- Esmatabad Location within Iran
- Coordinates: 36°00′50″N 59°04′27″E﻿ / ﻿36.01389°N 59.07417°E
- Country: Iran
- Province: Razavi Khorasan
- County: Zeberkhan
- District: Eshaqabad
- Rural District: Heshmatiyeh

Population (2016)
- • Total: 502
- Time zone: UTC+3:30 (IRST)

= Esmatabad, Razavi Khorasan =

Village in Razavi Khorasan province, Iran

Esmatabad (عصمتاباد) (Note: Also romanized as ‘Eşmatābād) is a village in Heshmatiyeh Rural District of Eshaqabad District in Zeberkhan County, Razavi Khorasan province, Iran.

==Demographics==
===Population===
At the time of the 2006 National Census, the village's population was 587 in 141 households, when it was in Eshaqabad Rural District of the former Zeberkhan District in Nishapur County. The following census in 2011 counted 595 people in 184 households.

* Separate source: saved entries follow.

PR #131, opened 2021-07-08
Provide util class for reducer callback

drupol:
This PR

* [x] Provide a `ReducerBuilder` functional and stateless class
* [x] Replace the use of custom reducer builder by using the new `ReducerBuilder` class. 
* [x] Has tests

### DIFF
--- a/spec/loophp/collection/Utils/CallbacksArrayReducerSpec.php
+++ b/spec/loophp/collection/Utils/CallbacksArrayReducerSpec.php
@@ -10,26 +10,45 @@ declare(strict_types=1);
 namespace spec\loophp\collection\Utils;
 
 use ArrayIterator;
+use Iterator;
 use loophp\collection\Utils\CallbacksArrayReducer;
 use PhpSpec\ObjectBehavior;
 
 class CallbacksArrayReducerSpec extends ObjectBehavior
 {
+    public function it_ensure_callbacks_receive_the_needed_arguments(): void
+    {
+        $callbacks = [
+            static fn (string $value, string $key, Iterator $iterator): bool => 'value_key_a_b_c' === sprintf('%s_%s_%s', $value, $key, implode('_', iterator_to_array($iterator))),
+        ];
+
+        $iterator = new ArrayIterator(range('a', 'c'));
+
+        $this::or()($callbacks, 'value', 'key', $iterator)
+            ->shouldReturn(true);
+    }
+
     public function it_is_initializable()
     {
         $this->shouldHaveType(CallbacksArrayReducer::class);
     }
 
-    public function it_reduce_callbacks(): void
+    public function it_reduces_empty_callbacks_array(): void
+    {
+        $iterator = new ArrayIterator(range(0, 10));
+
+        $this::or()([], 0, 0, $iterator)
+            ->shouldReturn(false);
+    }
+
+    public function it_reduces_multiple_callbacks(): void
     {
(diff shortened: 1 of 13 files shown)


src/Operation/Reject.php
```diff
@@ -80,11 +55,7 @@ static function (Iterator $iterator) use ($callbacks): Generator {
                         $callbacks;
 
                     foreach ($iterator as $key => $current) {
-                        $result = array_reduce(
-                            $callbacks,
-                            $reducerCallback($key)($current)($iterator),
-                            false
-                        );
+                        $result = OrCallbackReducer::or()($callbacks, $current, $key, $iterator);
```
AlexandruGG, line 58: I think having `Or` twice in this is a bit redundant.

I propose either:

```suggestion
                        $result = CallbackReducer::or()($callbacks, $current, $key, $iterator);
```

this leaves room to have `CallbackReducer::and()`

OR 

```suggestion
                        $result = OrCallbackReducer::of()($callbacks, $current, $key, $iterator);
```

and we make it invokable

drupol: Fair enough, done !

spec/loophp/collection/Utils/CallbacksArrayReducerSpec.php
```diff
@@ -0,0 +1,43 @@
...
+
+        $this::or()($callbacks, 0, 0, $iterator)
+            ->shouldReturn(true);
+
+        $this::or()($callbacks, 13, 0, $iterator)
+            ->shouldReturn(true);
+
+        $this::or()($callbacks, 3, 0, $iterator)
+            ->shouldReturn(false);
+    }
```
AlexandruGG, line 42: A few comments here:
- the `$iterator` is not really used in this test because none of the callbacks use it. Would be good to have one test which uses it
- similarly, would be good to have a test with callbacks that use the second argument (the key)
- we should also test some edge cases, e.g. empty callbacks array or a single callback
- it's good practice to have one assertion per test. I know with `CollectionSpec` maybe that's not too convenient because it's a big class but with something like this I think it makes it easier to follow, e.g.
`it_reduces_empty_callbacks_array`
`it_reduces_single_callback`
`it_reduces_callbacks_with_key_and_value`
`it_reduces_callbacks_with_all_parameters`

drupol: Ok, will add this tonight !

drupol: Job done!

AlexandruGG (approved):
Nice one 🎉

src/Utils/CallbacksArrayReducer.php
```diff
@@ -0,0 +1,49 @@
...
+
+/**
+ * @immutable
+ *
+ * @template TKey
+ * @template T
+ *
+ * phpcs:disable Generic.Files.LineLength.TooLong
+ */
+final class CallbacksArrayReducer
```
AlexandruGG, line 23: We could shorten the name to `CallbacksReducer`. Due to the plural it's quite clear we are dealing with a list of multiple callbacks

drupol:
Thanks :+1:

src/Utils/CallbacksArrayReducer.php
drupol: Oops, too late, we can tackle that in a follow-up PR...

PR #132, opened 2021-07-09
Refactor Scalar Operations

AlexandruGG:
This PR refactors Collection Operations which currently return a single scalar value inside a collection, returning the scalar directly.

* [x] Contains 
* [x] Every
* [x] Falsy
* [x] Has 
* [x] Match + static analysis check & type fixes
* [x] Nullsy
* [x] Truthy

Related to https://github.com/loophp/collection/discussions/107.

### DIFF
--- a/README.md
+++ b/README.md
@@ -76,7 +76,7 @@ This library has been inspired by:
     needed are standard PHP variables like `int`, `string`, `callable` or
     `iterator`.
     It allows users to use those operations individually, at their own will, to
-    build up something custom. Currently, more than [**80 operations**][28] are
+    build up something custom. Currently, more than [**100 operations**][28] are
     available in this library. This library is an example of what you can do
     with all those small bricks, but nothing prevents users from using an operation
     on its own as well.
--- a/docs/pages/api.rst
+++ b/docs/pages/api.rst
@@ -2072,14 +2072,10 @@ Signature: ``Collection::truthy();``
 .. code-block:: php
 
     $truthyCollection = Collection::fromIterable([2, 3, 4])
-        ->truthy(); // [true]
+        ->truthy(); // true
 
     $falsyCollection = Collection::fromIterable(['a', '', 'c', 'd'])
-        ->truthy(); // [false]
-
-    if ($falsyCollection->truthy()->current()) {
-        // do something
-    }
+        ->truthy(); // false
 
 unlines
 ~~~~~~~
--- a/docs/pages/api.rst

The 2016 census measured the population of the village as 502 people in 152 households.

In 2020, the district was separated from the county in the establishment of Zeberkhan County. The rural district was transferred to the new Eshaqabad District, and Esmatabad was transferred to Heshmatiyeh Rural District created in the same district.